Python captures Jingdong book review data _python

Source: Internet
Author: User

Jingdong Book review has a very rich information, which contains the date of purchase, the title, author, Praise, in the evaluation, the difference between the evaluation and so on. Take the purchase date as an example, using Python + MySQL with the implementation of the program is not large, only 100 lines. I have raised the relevant explanations in the program:

From selenium import Webdriver
From BS4 import BeautifulSoup
Import re
Import Win32com.client
Import Threading,time
Import MySQLdb

Def mydebug ():
Driver.quit ()
Exit (0)

Def catchdate (s):
    "" Page Data Extraction ""
    soup = BeautifulSoup (s)
     z = []
    global nowtimes
   
    m = Soup.findall ("Div", class_= "Date-buy")
    for obj in M:
        try:
             tmp = obj.find (' br '). Contents
         except Exception, E:
            continue
        if (tmp!= ""):
             z.append (TMP)
            Nowtimes + = 1
    return z

def gettimes (n,t):
"" To get the current progress ""
Return "Current progress is:" + str (int (100*n/t)) + "%"

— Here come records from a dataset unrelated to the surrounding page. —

PR #3412, opened 2026-03-16
Add hardlink preserve support for Download and S2S sync operation

dphulkar-msft:
## Description

- **Related Links**:
- [Issues](<link>)
- [Team thread](<link>)
- [Documents](<link>)
- [Email Subject]

## Type of Change

- [ ] Bug fix
- [ ] New feature
- [ ] Other (describe):

## How Has This Been Tested?

### DIFF
--- a/azcopy/syncComparator.go
+++ b/azcopy/syncComparator.go
@@ -131,15 +131,13 @@ func (f *syncDestinationComparator) ProcessIfNecessary(destinationObject travers
 		return nil
 	}
 
-	sourceObjectInMap, present := f.sourceIndex.IndexMap[destinationObject.RelativePath]
+	// Normalize the key upfront for case-insensitive destinations so the
+	// lookup always matches the lowercase-keyed sourceIndex.
 	srcKey := destinationObject.RelativePath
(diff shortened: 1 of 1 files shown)


azcopy/syncComparator.go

# ——————————————————————————————————— | Program Start | —————————————————————————————————
#确定图书大类
Cate = {"3273": "History", "3279": Psychology "," 3276 ":" Political Military "," 3275 ":" Chinese Classics "," 3274 ":" Philosophical Religion "," 3277 ":" Law "," 3280 ":" Culture "," 3281 ":" Social Sciences " }

#断点续抓
NUM1 = Input ("BookID:")
num2 = Input ("pagenumber:")

#生成图书大类链接, total need 17355*20 = 347,100 times
Totaltimes = 347100.0
Nowtimes = 0

#开启webdirver的PhantomJS对象
#driver = Webdriver. PHANTOMJS ()
Driver = Webdriver. Ie (' C:\Python27\Scripts\IEDriverServer ')
#driver = Webdriver. Chrome (' C:\Python27\Scripts\chromedriver ')

#读出Mysql中的评论页面, to crawl
# Connect to the database
Try
conn = MySQLdb.connect (host= ' localhost ', user= ' root ', passwd= ' ", db= ' JD ')
Except Exception, E:
Print E
Sys.exit ()

# Get Cursor Object
cursor = Conn.cursor ()
sql = "SELECT * from BookNew ORDER by pagenumber DESC"
Cursor.execute (SQL)
AllData = Cursor.fetchall ()

Flag = 0
Flag2 = 0

# If there's data to return on the loop output, http://club.jd.com/review/10178500-1-154.html
If AllData:
For Rec in AllData:
#rec [0]--bookid,rec[1]--cateid,rec[2]--pagenumber
if (rec[0]!= str (NUM1) and flag = = 0):
Continue
Else
Flag = 1
For P in range (num2,rec[2]):
if (Flag2 = 0):
num2 = 0
Flag2 = 1
p = 1
link = "http://club.jd.com/review/" + rec[0] + "a" + str (p) + ". html"
#抓网页
Driver.get (link)
HTML = Driver.page_source
#抓评论
Buydate = catchdate (HTML)
#写入数据库
For z in Buydate:
sql = "INSERT into LJJ (ID, Cateid, bookid, date) VALUES (NULL, ' + rec[0] +" ', ' "+ rec[1] +" ', ' + z[0] + "');"
Try
Cursor.execute (SQL)
Except Exception, E:
Print E
Conn.commit ()
Print Gettimes (nowtimes,totaltimes)

Driver.quit ()
Cursor.close ()
Conn.close ()

Contact Us

The content source of this page is from Internet, which doesn't represent Alibaba Cloud's opinion; products and services mentioned on that page don't have any relationship with Alibaba Cloud. If the content of the page makes you feel confusing, please write us an email, we will handle the problem within 5 days after receiving your email.

If you find any instances of plagiarism from the community, please send an email to: info-contact@alibabacloud.com and provide relevant evidence. A staff member will contact you within 5 working days.

A Free Trial That Lets You Build Big!

Start building with 50+ products and up to 12 months usage for Elastic Compute Service

  • Sales Support

    1 on 1 presale consultation

  • After-Sales Support

    24/7 Technical Support 6 Free Tickets per Quarter Faster Response

  • Alibaba Cloud offers highly flexible support services tailored to meet your exact needs.